Venezuela
Belkide bir kısım okuyucumuz Güney Amerika ülkesi Venezuela’dan bize ne! diye düşünebilir. Ülkemize hayli uzak fakirlikle, yoklukla boğuşan, rejim karışılıklarıyla, sosyal olaylarla, iç çatışmalarla anılan bu ülkenin, tartışılmasında yarar gördüğümüz için yazı konusu yapıyoruz.
Çünkü insanlık adına ders alınacak, acınacak bir durumu var. Öncelik USAnın sömürgeciliğinin açık bir örneği. Dünyanın sayılı petrol zenginliğine sahib kısmi petrol gelirleriyle hayatiyetini sürdürmeye çalışan ülkede, çok istikrarsız, başarısız hukukla, adaletle ilgisi olmayan sosyalist birde rejim var. Uluslar arası finans kurumları bu sene Venezuela’da enflasyon oranının yıl sonuna kadar yüzde bir milyona çıkabileceğini açıklıyor.

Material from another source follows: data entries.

PR #3552, opened 2025-06-18
ODID: send 0/0 operator location

tridge:
if the operator GPS becomes unplugged we should tell the flight controller that we no longer have a position, so pre-arms can fail correctly

### DIFF
--- a/Plugins/OpenDroneID2/OpenDroneID_UI.cs
+++ b/Plugins/OpenDroneID2/OpenDroneID_UI.cs
@@ -297,30 +297,22 @@ namespace MissionPlanner.Controls
             try 
             {
                 // Check NMEA GPS information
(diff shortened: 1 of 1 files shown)


Plugins/OpenDroneID2/OpenDroneID_UI.cs
```diff
@@ -297,30 +297,22 @@ private void checkGCSGPS()
             try 
             {
                 // Check NMEA GPS information
-                NMEA_GPS_Connection.PointNMEA _gps_data = nmea_GPS_1.getPointNMEA();
+		NMEA_GPS_Connection.PointNMEA _gps_data = nmea_GPS_1.getPointNMEA();
```
robertlong13, line 300: Your editor seems to have replaced the spaces with tabs

PR #3555, opened 2025-06-26
Update efi fuel flow units

lbullard-c2:
The mavlink efi status message uses units of cm3/min, not g/min as displayed currently in MP


robertlong13 (approved):
This is correct, so I approve.

I noticed this a long time ago, but I always had my aircraft set up to lie and send grams in that message, so this error played to my benefit.

PR #3560, opened 2025-07-14
FlightPlanner: Add units to Takeoff prompt & skip pitch for VTOL

LachlanConn:
Updates the takeoff altitude prompt to display the current altitude unit.
The default takeoff altitude is adjusted based on selected unit.
Will Skip the Pitch prompt for Quadplanes if Q_OPTIONS bit 1 is disabled
Relies on reading params so does rely on connection to a quadplane to skip pitch
May need to add a setting in planner at some point to have a default firmware type when disconnected from an aircraft.


pompecukor:
@EosBandi are you a maintainer? Can you review please?

pompecukor:
@meee1 please if you have time.

robertlong13 (approved):
Tested and reviewed. LGTM

PR #3561, opened 2025-07-18
Update OpenSeaMapHybridProvider.cs

EosBandi:
Prevent compiler optimization that stops OpenSeaMap to  work.


meee1:
not sure on how this would be optimized out.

Büyük eleştiri alan petrol zengini Arap ülkelerinin sözde demokrasi görünümlü, WCleri altın kaplı uçaklarıyla ünlü vicdansız kralları, şeyhleri bile Venezuela’dan daha iyi yönetiyorlar demek ülkelerini.
Geçelim konumuza bir ülkede sağlıklı, güvenli, uluslararası hukuka dayalı demokratik rejimin olmadığını görüyoruz. Sonrada Venezuela’ın dünyanın en zengin petrol kaynaklarına rağmen felç olmuş sosyal yapısını.
Demekki! bir ülkede demokrasi olmadığında, o ülkede hiçbir güç, yer altı kaynak zenginlikleride olsa, ekonomiyi sağlıklı, başarılı bir yapıya kavuşturamıyor.
Demokrasinin ülkelerin gelişme, refah, insanların mutlu yaşamalarını sağlayan en önemli denge ve güç olduğunu Venezuela olayında açık görüyoruz.
Suriye, Irak, İran, Pakistan, Afganistan vs. hepsi yerlerde sürünüyor. Gelişmiş ülkelere canı pahasına göç ediyorlar. Cazibe göç edilen ülkelerdeki demokratik rejim ve onun sağladığı sağlam ekonomi. Ne kadar şükür etsek rabbimize az, ülkemizi demokratik rejime kavuşturan demokrasiye sahib çıkan koruyan, kollayan, kelleyi koltuğuna alarak görev alan siyasilerimize, devlet adamlarımıza.
Son 15 Temmuzda halkımızın ihtilalcilere canı, kanı pahasına direnmesi, onlara hak ettikleri cezanın verilmesinde en büyük etken, halkımızın, devlet adamlarımızın demokrasiye sahib çıkmalarıyla sağlanmıştır.
15 Temmuz sonrası sağlanan istikrarda Cumhurbaşkanı Recep Tayyib Erdoğan ve ekibinin büyük cesaret örnekleriyle sağladığı başarılardır. Gelişmeler tarihi geçmiştir.
Türkiye ekonomisindeki zaman, zaman görülen dalgalanmalarda yine bu kadroların tutarlı çalışmalarıyla aşılmıştır.
1980 lerde merhum büyük devlet adamımız Özal’ın aldığı 5 Ocak kararları öncesi tüm ihracatımız 2,7-2,8 milyar dolardı. Petrol ithalatına dahi cevap vermiyordu. O tarihde Özal’ın yakıt bulunmadığı için çalıştığı mekanlarda paltosuyla çalıştığı unutulmamıştır.
Nereden nereye yıllık 2,7 milyar dolardan 163 milyarı aşan ihracat rakamları. Turizmde, sanayide, tarımda, üretimde, yatırımda hayal edilemiyen yatırımlar, uluslararası ekonomik sosyal, siyasi alanda güçlü Türkiye adının geçmesi, dün parasıyla alamadığı savunma silahlarını kendi gücüyle yapması, ihraç etmesi günümüzün güçlü Türkiyesini oluşturmuştur.
Savunma Sanayi ve ihracat artışıyla ilgili gelişmeleri okuduk mutlu olduk. Saraylara milyon dolarlarlık kıl çadırlar yaparak ihracat ediyoruz. İnsansız hava araçlarımız tercih ediliyor vs. vs. Sonuç Venezuela bize demokrasi olmadan ekonominin, kalkınmanın, büyümenin olamıyacağını açık biçimde gösteriyor. Vede anlatıyor.